We assume the download directory and blob both exist for
simplicity of this snippet
"""
# Continue trying to download until hash matches
while not os.path.exists(file_name):
with open(file_name, "wb") as blob_file:
parser = Crc32cCalculator(blob_file)
blob.download_to_file(parser)
# Compute local hash and verify correct
if parser.hexdigest() != blob.crc32c:
os.remove(file_name)
return file_name
Used as follows:
from google.cloud import storage
client = storage.Client()
bucket = client.get_bucket('bucket_name')
blob = bucket.blob('the_awesome_blob.txt')
file_name = "the_downloaded_awesome.txt"
downloaded_file = download(blob, file_name)
Obviously the example above is overly simple - you would want to check that the directory exists for the file to be downloaded, and that the blob.exists() as well. Finally, you’d probably want to have some maximum number of retries, clear messages to the user, and other error parsing.
It would be much simpler if the Google Storage Python team could provide a function to stream to a file directly. For example:
digest = 0
with open(file_name, "wb") as fd:
for chunk in blob.stream_chunks(chunk_size=1024 * 1024 * 10):
fd.write(chunk)
digest = crc32(chunk, digest)
checksum = base64.b64encode(struct.pack(">I", self.digest)).decode("utf-8")
assert checksum == blob.crc32c
That would be so much easier! But that function doesn’t exist, so until then, this seems like a reasonable solution.

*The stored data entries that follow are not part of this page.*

PR #33711, opened 2023-01-06
Upgrade to AssertJ 3.24.2

scordio:
Aside from just upgrading the version, this also switches to the [AssertJ BOM](https://assertj.github.io/doc/#dependency-metadata-assertj-bom).


scordio:
Switching to draft due to assertj/assertj#2901 which will be fixed by 3.24.1 (release in progress).

wilkinsona:
Thanks very much, @scordio.

Issue #33685, opened 2023-01-04
Documentation should be there for better understanding in SpringApplicationAdminMXBeanRegistrar.java


deepak1067:

spring-projects-issues:
If you would like us to look at this issue, please provide the requested information. If the information is not provided within the next 7 days this issue will be closed.

spring-projects-issues:
Closing due to lack of requested feedback. If you would like us to look at this issue, please provide the requested information and we will re-open the issue.

PR #33770, opened 2023-01-12
Documentation issue solved for #33685

deepak1067:
Documentation issue solved for #33685


mhalbritter:
Hey, this PR has no changed files. Could you please check that on your end?

wilkinsona:
Also, until we have some feedback we cannot make any changes to the documentation as it's unclear what, if anything, is needed, as the code as an internal.

PR #33838, opened 2023-01-16
Update com.gorylenko.gradle-git-properties version to 2.4.1 in doc

izeye:
This PR updates the `com.gorylenko.gradle-git-properties` Gradle plugin version to the latest (2.4.1) in the reference doc.


mhalbritter:
Thanks!

Issue #19605, opened 2020-01-10
Prevent Servlet filter re-registration


lukas-krecan:
We are trying to register two servlet filters implemented by the same class on two different paths with different configuration

```kotlin
    @Bean
    fun authFilter1(): FilterRegistrationBean<*> {
        val filter = BasicAuthFilter("username1", "password1")
        val reg = FilterRegistrationBean(filter)
        reg.addUrlPatterns("/path1")
        return reg
    }

    @Bean
    fun authFilter2(): FilterRegistrationBean<*> {
        val filter = BasicAuthFilter("username2", "password2")
        val reg = FilterRegistrationBean(filter)
        reg.addUrlPatterns("/path2")
        return reg
    }
```

If we register the filters it like this, Spring Boot uses the filter class name to deduce the filter name and since both filters are implemented by the same class, only one filter is effectively registered which is surprising. Basically it's a silent failure. 

I would prefer Spring Boot to throw an exception in such case or event better, generate a unique name for each filter. 

Of course, once the user is aware of the issue, it can be simply fixed by explicitly specifying the filter name in FilterRegistrationBean.

mbhave:
I think it would be better to throw and exception and let the user explicitly provide a name.

philwebb:
The `setName(...)` method can be used to set a specific name. We could also look at making the registration class `BeanNameAware`. I looks like we already check for a `null` response but currently just log "<name> was not registered (possibly already registered?)"

philwebb:
@mhalbritter I like that, but I think we should consider it an enhancement and target it to 3.1. There's the chance that existing users might be depending on the class based convention name.

philwebb:
Looking at this again, we do log a warning if registration fails. https://github.com/spring-projects/spring-boot/blob/69d6aa418b68435fb2e14e4537d614b66dcc8734/spring-boot-project/spring-boot/src/main/java/org/springframework/boot/web/servlet/DynamicRegistrationBean.java#L109.

Perhaps we should keep things as they are in 2.7 but change that to an exception in 3.1.

mhalbritter:
Sounds good. I'll refine the PR and close this issue in favor of the PR https://github.com/spring-projects/spring-boot/pull/33911

PR #33911, opened 2023-01-19
Prevent Servlet and Filter re-registration

mhalbritter:
Registration failures now throw an `IllegalStateException` instead of being logged. I had to build in an escape hatch named `setIgnoreRegistrationFailure` which is used in the `JerseyAutoConfiguration`. If this is set to `true`, it logs instead of throwing an exception.

If the name is set, it is used. If not, the bean name is used (by implementing `BeanAware`). If that's not set, the convention based name is taken.

See https://github.com/spring-projects/spring-boot/issues/19605


mhalbritter:
We currently log an INFO level message when a servlet / filter is registered but this has no effect as there was already an registration with the same name. We should investigate if this can be changed to an exception.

Thank you again to rtobar for your speedy help - I wasn’t expecting to get invested so quickly in working on this later in the evening, and it was so much fun. This is probably my favorite kind of problem to work on - when there isn’t a plug and play solution, and you are able to do a little digging (and get help from friends!) to ultimately find a solution, and learn a little bit too.